DETAILED DESCRIPTION

[0038] FIGS. 1 and 2 show portions of a hydrocarbon processing plant. The portion shown in FIGS. 1 and 2 contains one tube 1. The one tube 1 has a refill-opening 2. In the refill-opening 2 a plug 3 is arranged.

[0039] A further tube 4 branches of the one tube 1. A catalyst 5 is arranged in the one tube 1.

[0040] A radar emitting device 6 that at the same time is a radar receiving device 7 is arranged above the plug 3. The radar emitting device 6 emits radar waves 8 that propagate through the plug 3 into the direction of the catalyst 5. Radar waves 8 reach the catalyst (not shown in FIGS. 1 and 2 for reasons of simplicity of the drawings) and are reflected by the catalyst back towards the radar receiving device 7. The radar receiving device 7 hence receives the echo of the radar waves that had been emitted by the radar emitting device 6 and had propagated through the plug 3 to the catalyst 5. From the echo the level of the catalyst in the one tube 1 can be determined.

[0041] A flange 14 that has a cylindrical portion 15 and a rim portion 16 is arranged on top of the tube 1 and the refill-opening 2 of the tube 1. Blankets 17 from refractory material is arranged in the cylindrical portion 16 of the flange 14. The flange 14 is closed by a lid 18. The lid 18 sits on the rim portion 16 of the flange 14. The lid 18 is connected to the rim-portion 16 of the flange 14 by screws 19.

[0042] The plugs 3 as shown in the embodiments of FIGS. 3, 4, 5 and 6 are made of firebrick, namely of a firebrick that complies with the standard ASTM C155-97 as republished in 2018. The plugs 3 are made of the material sold by BNZ Materials, Inc. under the product name BNZ-23. The plug 3 could also be made of a refractory material that uses fibres, especially of a refractory material that complies with the standard ASTM C892-05 in the version of Nov. 1, 2005.

[0043] The respective plug 3 has an end face 9 that is intended to be arranged most deeply in the refill-opening 2. The plug 3 has a top 10 intended to be arranged outside the refill-opening 2. Plug 3 has a middle section 11 that is arranged between the end face 9 and the top 10. The middle section in the embodiments shown in FIGS. 4, 5 and 6 has the shape of a truncated cone.
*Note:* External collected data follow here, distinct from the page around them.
PR #344, opened 2015-12-14
Reamaze conversations

jfryman:
This PR adds the ability to search through re:amaze conversations in an action.

### DIFF
--- a/packs/reamaze/actions/get_conversations.py
+++ b/packs/reamaze/actions/get_conversations.py
@@ -2,7 +2,22 @@ from lib.actions import BaseAction
 
 
 class GetConversations(BaseAction):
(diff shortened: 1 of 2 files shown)


Kami:
:+1:

Kami:
Hm, checks don't seem OK - need to dig in why git-changes stuff didn't work correctly (it didn't detect any changes, but it works fine locally).

Kami:
I think I found the issue. It turns out `git-changes-*` scripts never worked on Travis.

Travis performs a shallow clone of a single branch which means we can't directly compare to master because master branch / ref is not available locally. I believe this should fix it - https://github.com/StackStorm/st2contrib/commit/5bd2ded50db004a9b79bf6b50e53632deada73ef

jfryman:
@Kami good deal. Thanks for the fix! :heart:

PR #345, opened 2015-12-15
fixed typo in create_vm. 

tonybaloney:
it never would have worked, i tried. for 2 hours...

### DIFF
--- a/packs/libcloud/actions/create_vm.py
+++ b/packs/libcloud/actions/create_vm.py
@@ -1,5 +1,4 @@
 from libcloud.compute.base import NodeSize
-from libcloud.compute.base import NodeImage
 from libcloud.compute.base import NodeLocation
 
 from lib.actions import BaseAction
--- a/packs/libcloud/actions/create_vm.py
+++ b/packs/libcloud/actions/create_vm.py
@@ -46,4 +46,4 @@ class CreateVMAction(BaseAction):
         node = driver.create_node(**kwargs)
 
         self.logger.info('Node successfully created: %s' % (node))
-        return node
+        return self.resultsets.formatter(node)
--- a/packs/libcloud/actions/create_vm.py
+++ b/packs/libcloud/actions/create_vm.py
@@ -32,11 +32,10 @@ class CreateVMAction(BaseAction):
             size = [s for s in driver.list_sizes() if size_name in s.name][0]
 
         if image_id is not None:
-            image = NodeImage(id=image_id, name=None,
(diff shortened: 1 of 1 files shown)


packs/libcloud/actions/create_vm.py
```diff
@@ -32,11 +31,10 @@ def run(self, credentials, name, size_id=None, image_id=None, size_name=None, im
             size = [s for s in driver.list_sizes() if size_name in s.name][0]
 
         if image_id is not None:
-            image = NodeImage(id=image_id, name=None,
-                              driver=driver)
+            image = [i for i in driver.list_images() if image_id == i.id][0]
```
Kami: In theory, existing code should work since the drivers should really only just need an `id` for create_node.

It seems like though that some driver is using some other attribute (name?) and not id.

Kami: Maybe it would also be good to add some logging here so you don't need to waste so much time to figure out the problem.

packs/libcloud/actions/create_vm.py
```diff
@@ -32,11 +31,10 @@ def run(self, credentials, name, size_id=None, image_id=None, size_name=None, im
...
         elif image_name is not None:
             image = [i for i in driver.list_images() if
-                     image_name in i['extra'].get('displaytext', image.name)][0]
```
Kami: Good catch - now that we have testing infrastructure in place we should add some tests for this :)

packs/libcloud/actions/create_vm.py
tonybaloney: some of the drivers, assume that the image was fetched using list_images or get_image. and look for extra[stuff] in order to make the request. GCE is a prime example

Kami: Ah, good point.

And yeah, using `list_images` tends to be safer, but in some cases it adds a lot of overhead (list_image responses can be massive) so if you already know the id and want to avoid additional request that's the preferred approach.

Kami: Also, now that I think of it, you probably got `AttributeError` / `KeyError` when trying to create a GCE node so I see how debugging this could waste a bunch of time :/

packs/libcloud/actions/create_vm.py
tonybaloney: yeah i was close to running pdb on the actionrunner. then i spotted it

Kami:
Merged, thanks.

PR #346, opened 2015-12-15
Feature/create node kwargs

tonybaloney:
When users are running create_vm it's useful to define defaults for some drivers. this would be in create_node_kwargs within the config.yaml for each driver setting.

### DIFF
--- a/packs/libcloud/actions/create_vm.py
+++ b/packs/libcloud/actions/create_vm.py
@@ -1,5 +1,4 @@
 from libcloud.compute.base import NodeSize
-from libcloud.compute.base import NodeImage
 from libcloud.compute.base import NodeLocation
 
 from lib.actions import BaseAction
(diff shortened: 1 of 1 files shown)


Kami:
I would personally prefer for those (additional create_node kwargs) to be an action parameter.

This way it's easier to re-use and test it (action params are almost always preferred since they make code more re-usable and easier to test).

tonybaloney:
both would be nice too.... having defaults removes the need to constantly parse them around.

Kami:
If you want to bind action parameter to some particular value, one thing you can do is create a wrapper action metadata file which binds that parameter to a value. And if you want you can also make that parameter immutable.

For example, something like:

```yaml
---
name: gce_create_vm
runner_type: run-python
description: Create a new VM in GCE.
enabled: true
entry_point: create_vm.py
parameters:
  credentials:
    type: string
    description: Name of the credentials set (as defined in the config) to use.
    immutable: true
    default: "gce"
....
  extra_kwargs:
    type: object
    description: ....
    required: false
    default: { "ex_foo": "blah" }
...
```

PR #349, opened 2015-12-16
Add new time pack

Kami:
It includes initial `get_week_boundaries` action for retrieving week boundaries.

It's a functionality I need for the github activity email, but I think it's something which may come useful in other scenarios as well so adding it to a general purpose pack makes some sense.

The middle section in the embodiment shown in FIG. 3 partially has the shape of a truncated cone and partially has the shape of a cylinder. In the embodiment of FIG. 3 the middle section merges into the top 10 for reasons of the middle section partially being of cylindrical shape and the top also partially having a cylindrical outside. The end face 9 is a plain surface that is arranged perpendicular to the longitudinal axis A of the plug 3.

[0044] The embodiment shown in FIG. 3 has a top 10 that has a groove 12 that assists engagement with the top 10 in order to pull the plug 3 out of the refill-opening 2. The embodiments shown in FIGS. 4 and 5 and 6 show protrusions 13 that can also be used to facilitate the pulling out of the plug 3 out of the refill-opening 2.

[0045] A gas mixture, for example a gas mixture of natural gas and steam can be made to propagate through the tube 1 and the further tube 4. The gas mixture can flow from top to bottom or bottom to top depending on the design of the plant. The catalyst 5 assists the reaction between the ingredients of the gas mixture. Energy by way of heat can be brought into the inside of the tube 1 by way of burners (not shown) being arranged around the outside of the tube 1 that heat the tube 1 from the outside.